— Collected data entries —
PR #1394, opened 2019-06-03
Check trailing newlines in snippets

erasche:
Just saw this on my todo list from a while and it only took a minute


shiltemann:
thanks!

PR #1410, opened 2019-06-15
Age prediction tutorial updated with the new scikit-learn tools (1.0.0.4) in Galaxy

anuprulez:
I have updated the tutorial to make it work with the new version of Scikit-learn tools (1.0.0.4) in Galaxy.
@khanteymoori and @qiagu: Can you test this tutorial and add your comments? 
We are planning to teach this tutorial during the GCC 2019.

ping @bgruening 

Thanks!


khanteymoori:
Many thanks to Anup for updated tutorial. I already tested it, it is OK without any problem, These are some comments:
1- Unification of toolbox name:  "estimator attributes" or "Estimator attributes"
2-     “Whether to shuffle data before splitting” is True across successive experiments,
True should be replaced by Yes
3-  In "Hyperparameter Search" step, some of the options such as "refit" and .. are not mentioned and it can be accepted because they are kept in their default value. But, this line take about an option with default value:
“Whether to hold a portion of samples for test exclusively?”: Nope
I think it would be better if we have a similar policy, either mention all options or only changed options. 
4- New tool for "Ensemble methods" when we use in "Predict age" part, has a problem! It is due to missing header option in new version, so we should use the older one.
Screenshot_2019-06-18_19-09-11

anuprulez:
@khanteymoori thanks for your comments :)

bgruening:
Thanks a lot, great team work!

PR #1414, opened 2019-06-19
Prokka annotation tutorial: removed unnecessary commands; added slides

AnnaSyme:
For GCC 2019 workshop, took out some extra commands in Prokka and JBrowse that aren't needed anymore; also added a few more annotation slides. Moved slide images up into a higher level "images" directory.


package-lock.json
```diff
@@ -5,14 +5,14 @@
   "requires": true,
   "dependencies": {
```
bgruening: @AnnaSyme can you remove this change?

package.json
```diff
@@ -12,6 +12,6 @@
   },
   "homepage": "https://github.com/galaxyproject/training-material#readme",
   "dependencies": {
-    "decktape": "^2.9.1"
```
bgruening: can you also remove this change?

package-lock.json
AnnaSyme: thanks @bgruening  - do I just click delete for this file (and the next one) ?

AnnaSyme:
thanks @erasche looks good!

erasche:
Thanks so much @AnnaSyme!

PR #1425, opened 2019-06-26
Update variant-analysis metadata

wm75:
- Provide an adequate summary of the material in the variant analysis section.
- Add myself as a maintainer.


wm75:
Ah, thanks @bgruening

PR #1443, opened 2019-07-01
Miniconda prefix must be in double quotes

profgiuseppe:
As opposed to other values, miniconda_prefix must be in double quotes (as the solution shows), otherwise the user gets an error.


shiltemann:
Thanks a lot for your contribution(s) @profgiuseppe! feel free to add yourself to the CONTRIBUTORS.yaml file in the root of the repository so you will appear in our [contributor hall of fame](https://training.galaxyproject.org/training-material/hall-of-fame)

PR #1444, opened 2019-07-01
Add minor content, syntax fixes

jraysajulga:
Just catching minor recommendations as we go through the admin documentation for GCC2019 training.


jraysajulga:
It's the least I could do for that great workshop!

PR #1446, opened 2019-07-01
Nginx templates should be in the main directory

profgiuseppe:
Less confusing wording for the templates. That main level directory was never mentioned before (and problably it does not exists). Also, these templates could go into the `galaxyproject.nginx` role, but it may be too confusing so it's better to avoid mentioning that here.


erasche:
Thanks @profgiuseppe!

PR #1455, opened 2019-07-03
scRNApreprocessing use stranded options

lldelisle:
Hi,
I noticed that the data we are analysing are stranded so we should use the stranded parameters for countfeatures.
If I made something wrong or something is missing, please, tell me,

Lucille


shiltemann:
thanks a lot for your contribution @lldelisle! please feel free to add yourself to the CONTRIBUTORS.yaml file :)

lldelisle:
I cannot really call it a contribution... Just a correction to fit with the biological input...

shiltemann:
still, every contribution helps, big or small, it's what keeps this project going! so thank you a lot!

lldelisle:
To generate the small input dataset this is what I did:
1) Take only 20M R1 and R2 reads from the original dataset using seqtk sample (which is about 200M R1 and R2).
2) Evaluate that chr22 is about 1% of the other numbered chr
- run the workflow: https://raw.githubusercontent.com/lldelisle/myWorkflows/master/Galaxy-Workflow-MakeAFakeInput.ga
which: 1) Take randomly the id of 1% of the input R1 fastq
2) Take all id of reads which map to chr22
3) Concatenate the two and remove duplicates
4) use seqtk subseq to select R1 and R2...
We are now down to 380k reads.

bebatut:
@mtekman can you check this change? thanks a lot

mtekman:
Thanks! This was brought up during the tutorial and I was planning to reference this with a later edit, but I am very happy to see this here now :+1:

mtekman:
@lldelisle Please do add yourself as a contributor before this is merged!

lldelisle:
I am sorry but I needed to remove the repository to work with Maria on the ATAC-seq WF... 
I will add myself as a contributor in the https://github.com/galaxyproject/training-material/pull/1472
Many thanks,

bebatut:
Thanks a lot @lldelisle!

PR #1460, opened 2019-07-04
Remove tool.yaml files and generate them from workflows for instance annotation during travis build

shiltemann:
`tools.yaml` files can be generated from the workflow files using ephemeris, so I've removed them from this repo. 

I have added a script to generate the tool.yaml files from the workflows for all the tutorials. The tools.yaml files are still needed for the instance annotation and badge generation, and the script might also be useful for Galaxy admins looking to support certain tutorials

(wip until I test a bit more)


erasche:
:tada: :tada:

bebatut:
Do we need the `tools.yaml` files if we have the workflow?

erasche:
If we don't, I think the issue is that the instances that it can run on won't appear

bebatut:
Sorry I misread and did not take the time to check the PR. I thought you were generating again all `tools.yaml` files from workflow and stored them here... 
Looks good now that I understood

shiltemann:
k, got a chance to test this, should be good now :)

bebatut:
Thank you!

PR #1472, opened 2019-07-05
ATAC-seq tutorial

mblue9:
First draft for ATAC-seq tutorial created at CoFest. Currently being worked on by myself and @lldelisle, @heylf, @glorybsm

- [x] Create tutorial skeleton created from workflow with planemo (`planemo training_init --topic_name epigenetics --tutorial_name atac-seq --workflow_id bfffdc9ed6c05226 --galaxy_url https://usegalaxy.eu --galaxy_api_key xxxxxx`)
- [x] Add initial description of workflow steps
- [x] Add input datasets to zenodo
- [x] Add introduction
- [x] Add conclusion
- [x] Expand descriptions of steps
- [x] Add visualisation step
- [x] Replace MACS2 with Genrich
- [x] Check all steps/parameters
- [x] Check if need to add more datasets to Zenodo (then update zenodo links)
- [x] Add some Questions
- [x] Add Key Points
- [x] Add contributor names (have to exist in contributors.yml) or Jekyll will fail

Note: If update workflow steps, then to update skeleton can run `planemo training_generate_from_wf --topic_name epigenetics --tutorial_name atac-seq --workflow_id bfffdc9ed6c05226 --galaxy_url https://usegalaxy.eu --galaxy_api_key xxxxxx`


lldelisle:
To generate the small input dataset this is what I did:

    Take only 20M R1 and R2 reads from the original dataset using seqtk sample (which is about 200M R1 and R2).
    Evaluate that chr22 is about 1% of the other numbered chr

    run the workflow: https://raw.githubusercontent.com/lldelisle/myWorkflows/master/Galaxy-Workflow-MakeAFakeInput.ga
    which: 1) Take randomly the id of 1% of the input R1 fastq

    Take all id of reads which map to chr22
    Concatenate the two and remove duplicates
    use seqtk subseq to select R1 and R2...
    We are now down to 380k reads.

mblue9:
Ok I think we're done here with the first version of an ATAC-Seq tutorial and ready for review. ping @lldelisle @heylf

Gemfile
```diff
@@ -1,13 +0,0 @@
-source "https://rubygems.org"
-gem 'nokogiri'
```
bgruening: these files should not be deleted

bgruening:
:heart: thanks all!

tools.yml
```diff
@@ -0,0 +1,65 @@
+install_tool_dependencies: True
```
nsoranzo: @bgruening This file shouldn't have been added, right?

This is generated by `planemo training_init`, probably should be created as a temporary file.

lldelisle: Sorry, it was created when I ran planemo but I should not have added it.

PR #1485, opened 2019-07-07
Heroku revival

martenson:
This reintroduces the gemfiles to support ruby-standard deployment on Heroku.

Heroku will deploy with these limitations:

- it has to be pull request
- source and target branch both have to be from this repository for automatic deploy
- for deploying forks the launch has to be explicitly allowed through Heroku console that @erasche @bebatut @shiltemann and @martenson have access to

— EXERCISE GOAL —
Above are the records; repeat exactly the lines from the one holding "package.json" down to the one holding "Add minor content, syntax fixes", end lines included.

— FINISHED TASK —
package.json
```diff
@@ -12,6 +12,6 @@
   },
   "homepage": "https://github.com/galaxyproject/training-material#readme",
   "dependencies": {
-    "decktape": "^2.9.1"
```
bgruening: can you also remove this change?

package-lock.json
AnnaSyme: thanks @bgruening  - do I just click delete for this file (and the next one) ?

AnnaSyme:
thanks @erasche looks good!

erasche:
Thanks so much @AnnaSyme!

PR #1425, opened 2019-06-26
Update variant-analysis metadata

wm75:
- Provide an adequate summary of the material in the variant analysis section.
- Add myself as a maintainer.


wm75:
Ah, thanks @bgruening

PR #1443, opened 2019-07-01
Miniconda prefix must be in double quotes

profgiuseppe:
As opposed to other values, miniconda_prefix must be in double quotes (as the solution shows), otherwise the user gets an error.


shiltemann:
Thanks a lot for your contribution(s) @profgiuseppe! feel free to add yourself to the CONTRIBUTORS.yaml file in the root of the repository so you will appear in our [contributor hall of fame](https://training.galaxyproject.org/training-material/hall-of-fame)

PR #1444, opened 2019-07-01
Add minor content, syntax fixes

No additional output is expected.